The variance estimate is computed by using the approximation defined in (1.1), where the linearized variable $$z$$ is defined by (1.2). The functions convey::svyrmir and vardpoor::linrmir produce the same linearized variable $$z$$.

However, the measures of uncertainty do not line up, because library(vardpoor) defaults to an ultimate cluster method that can be replicated with an alternative setup of the survey.design object.

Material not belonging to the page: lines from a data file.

PR #1567, opened 2020-06-13
Read HDF5 strings as bytes, add dataset.asstr() wrapper to get strings

takluyver:
This is the next - and possibly more controversial - part of #1338: what to do when reading HDF5 string data.

With this PR, we'd always return (arrays of) bytes when you slice a dataset - either numpy bytes for fixed length strings, or Python bytes objects for variable length strings. If you want `str` objects, you would get them through the `dset.asstr()` wrapper (could also be called `dset.decode()`, as discussed in #1338). Or get the bytes and decode them as needed.

Advantages:

- More consistent: previously, HDF5 strings were converted to different Python types depending on their encoding & size (variable or not). With this, they are always represented as bytes - there's still a difference between fixed size (numpy) bytes and Python bytes objects, but they're conceptually similar and have similar methods (e.g. `b.decode()`).
  - `dset.asstr()` provides a consistent way to get str for all of these possibilities
- Read any data: Strings in the file may not be valid UTF-8, even if the datatype says they are. It's not easy to read such data with h5py at present, because it's always trying to decode them.
- API design: It's easier & more efficient to handle decoding as an extra layer on top of an API that gives you bytes, than it is to work around a core API that tries to be helpful and gives you unicode when you want bytes.

Disadvantages:

- `str` is the idiomatic way to represent text in Python, so it will feel weird that HDF5 strings aren't converted to that by default.
- ~Strings in attributes are read as bytes, and there's no equivalent of `dset.asstr()`, because `.attrs['x']` reads and converts the attribute immediately.~ (Changed, see below)

### DIFF
--- a/h5py/_conv.pyx
+++ b/h5py/_conv.pyx
@@ -27,7 +27,6 @@ from numpy cimport npy_intp, NPY_WRITEABLE, NPY_C_CONTIGUOUS, NPY_OWNDATA
 cnp._import_array()
 
 from cpython.object cimport PyObject
-from cpython.unicode cimport PyUnicode_DecodeUTF8
 from cpython.ref cimport Py_INCREF, Py_XDECREF, Py_XINCREF
 
 cdef PyObject* Py_None = <PyObject*> None
@@ -134,26 +133,16 @@ cdef int conv_vlen2str(void* ipt, void* opt, void* bkg, void* priv) except -1:
         char** buf_cstring = <char**>ipt
         PyObject* tmp_object
         bytes tmp_bytes
-        unicode tmp_unicode
         conv_size_t *sizes = <conv_size_t*>priv
         char* buf_cstring0
 
     buf_cstring0 = buf_cstring[0]
 
-    # When reading we identify H5T_CSET_ASCII as a byte string and
-    # H5T_CSET_UTF8 as a utf8-encoded unicode string
-    if sizes.cset == H5T_CSET_ASCII:
-        if buf_cstring0 == NULL:
-            tmp_bytes =  b""
-        else:
-            tmp_bytes = buf_cstring0 # Let cython converts char* -> bytes for us
-        tmp_object = <PyObject *>tmp_bytes
-    elif sizes.cset == H5T_CSET_UTF8:
-        if buf_cstring0 == NULL:
-            tmp_unicode =  u""
-        else:
-            tmp_unicode = PyUnicode_DecodeUTF8(buf_cstring0, strlen(buf_cstring0), NULL)
-        tmp_object = <PyObject *>tmp_unicode
+    if buf_cstring0 == NULL:
+        tmp_bytes =  b""
+    else:
+        tmp_bytes = buf_cstring0 # Let cython converts char* -> bytes for us
+    tmp_object = <PyObject *>tmp_bytes
 
     # Since all data conversions are by definition in-place, it
     # is our responsibility to free the memory used by the vlens.
--- a/h5py/_hl/attrs.py
+++ b/h5py/_hl/attrs.py
@@ -76,6 +76,13 @@ class AttributeManager(base.MutableMappingHDF5, base.CommonStateObject):
         arr = numpy.ndarray(shape, dtype=dtype, order='C')
         attr.read(arr, mtype=htype)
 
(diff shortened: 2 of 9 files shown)


aragilar:
I'm not entirely happy with the bytes-from-attrs change, given we've always tried to return unicode from attributes (the bytes-from-datasets change I'm fine with, given how datasets interact with numpy), and I suspect strings are much more commonly stored in attributes than in datasets (hence having a larger breaking change). Could we decode attrs as UTF-8 with surrogate escapes maybe (inside the __getitem__ on the high-level API)?

takluyver:
Yeah, returning bytes for string attributes does feel a bit awkward, and I can see the case for decoding them with surrogate-escaping.

My uncertainties are all around where we put the boundaries:

1. Should we do this for all string types? Only vlen strings? Or only vlen UTF-8 strings?
2. Should it be only scalar string attributes (individual strings) or also arrays of strings?
3. Do we try to parallel it in datasets for consistency? Or treat attributes specially?

My current preferences are 1) vlen strings, regardless of encoding (which I don't think means much in HDF5), but not fixed length strings 2) same for arrays, 3) no, only for attributes - use `.asstr()` for datasets.

takluyver:
I've implemented it with my suggested options from the previous comment.

Decoding strings in attributes regardless of the encoding recorded in the file is a change from h5py 2.x (which only decoded those tagged UTF-8), so is that justified? My reasoning is that it's a string datatype, even if labelled ASCII. Decoding only UTF-8 fitted well with Python 2, where the str/bytes type was frequently used for text in any ASCII-compatible encoding. In Python 3, bytes represent binary data, not text, so we don't have *two types of string* to return data as.

(Of course, this suggests that we should always try to decode all strings. See my initial post on why I don't think that's the best option for datasets. It's a finer call for fixed-length strings in attributes, but if the fixed size is an important detail, I think that should be preserved, which means leaving it as bytes)

Why decode as UTF-8 even when it's tagged ASCII? If it's valid ASCII, decoding as UTF-8 gives the same answer. If it's UTF-8 but *not* ASCII, decoding as UTF-8 is probably right. If it's neither, most of the non-ASCII bytes will be surrogate-escaped either way, except when a sequence of bytes happens to be valid as UTF-8.

takluyver:
Ping @aragilar @tacaswell @scopatz - what do you think of this set of options? I'm trying to strike a balance between consistency between cases, choices that seem 'natural', and not gratuitously breaking existing interfaces.

- Datasets:
  - HDF5 fixed-length strings read as numpy byte strings (e.g. `np.dtype('S10')`)
  - HDF5 variable length strings read as Python bytes objects
  - Either kind can be read as Python str objects using `dset.asstr()[:]`
- Attributes:
  - HDF5 fixed length strings read as numpy byte strings
  - HDF5 variable length strings read as Python str objects (decoded as UTF-8 with surrogateescape to avoid losing information)

scopatz:
I think it depends on what the goal is here.  If the goal is to match what HDF5 does, then I think reading a bytes or byte arrays makes the most sense

takluyver:
I guess we can decide what the goal is to some extent. h5py is "a Pythonic interface to the HDF5 binary data format" (from the docs) or "a thin, pythonic wrapper around the HDF5" (from the README). Those broad definitions give us a fair bit of room to decide what the priorities are.

As I see it, we're trying to fit in with three systems - HDF5, Python and Numpy. But they treat strings quite differently: Python (3) strings are made of unicode code points, whereas HDF5 strings are bytes tagged with an encoding (which may be wrong). Numpy has no native equivalent of HDF5's variable length string datatype, except arrays of Python objects.

So, do we want to be more faithful to HDF5 (exposing bytes to the user), more faithful to Python (strings are str), or some compromise position inbetween? The current proposal here is a compromise, but somewhat closer to HDF5 than the design in h5py 2.x. I'm also aiming for more consistency between similar situations.

scopatz:
I am fine with being closer to HDF5 FWIW

takluyver:
Thanks @scopatz !

I'll merge this in another week unless anyone objects.

aragilar:
I played with how strings on attributes behave, and I think @takluyver new changes fix the worries I had about returning bytes.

# within each strata, sum up the weights
cluster_sums <- aggregate( eusilc$rb050 , list( eusilc$db040 ) , sum )

# name the within-strata sums of weights the cluster_sum
names( cluster_sums ) <- c( "db040" , "cluster_sum" )

# merge this column back onto the data.frame
eusilc <- merge( eusilc , cluster_sums )

# construct a survey.design
# with the fpc using the cluster sum
des_eusilc_ultimate_cluster <-
svydesign(
ids = ~ rb030 ,
strata = ~ db040 ,
weights = ~ rb050 ,
data = eusilc ,
fpc = ~ cluster_sum
)

# again, immediately run the convey_prep function on the survey.design
des_eusilc_ultimate_cluster <- convey_prep( des_eusilc_ultimate_cluster )

# matches
attr( svyrmir( ~ eqincome , des_eusilc_ultimate_cluster , age = ~age ) , 'var' ) 
##              eqincome
## eqincome 0.0001272137
varpoord_rmir_calculation$all_result$var
## [1] 0.0001272137
# matches
varpoord_rmir_calculation$all_result$se
## [1] 0.0112789
SE( svyrmir( ~ eqincome , des_eusilc_ultimate_cluster, age = ~age ) ) 
##           eqincome
## eqincome 0.0112789

For additional usage examples of svyrmir, type ?convey::svyrmir in the R console.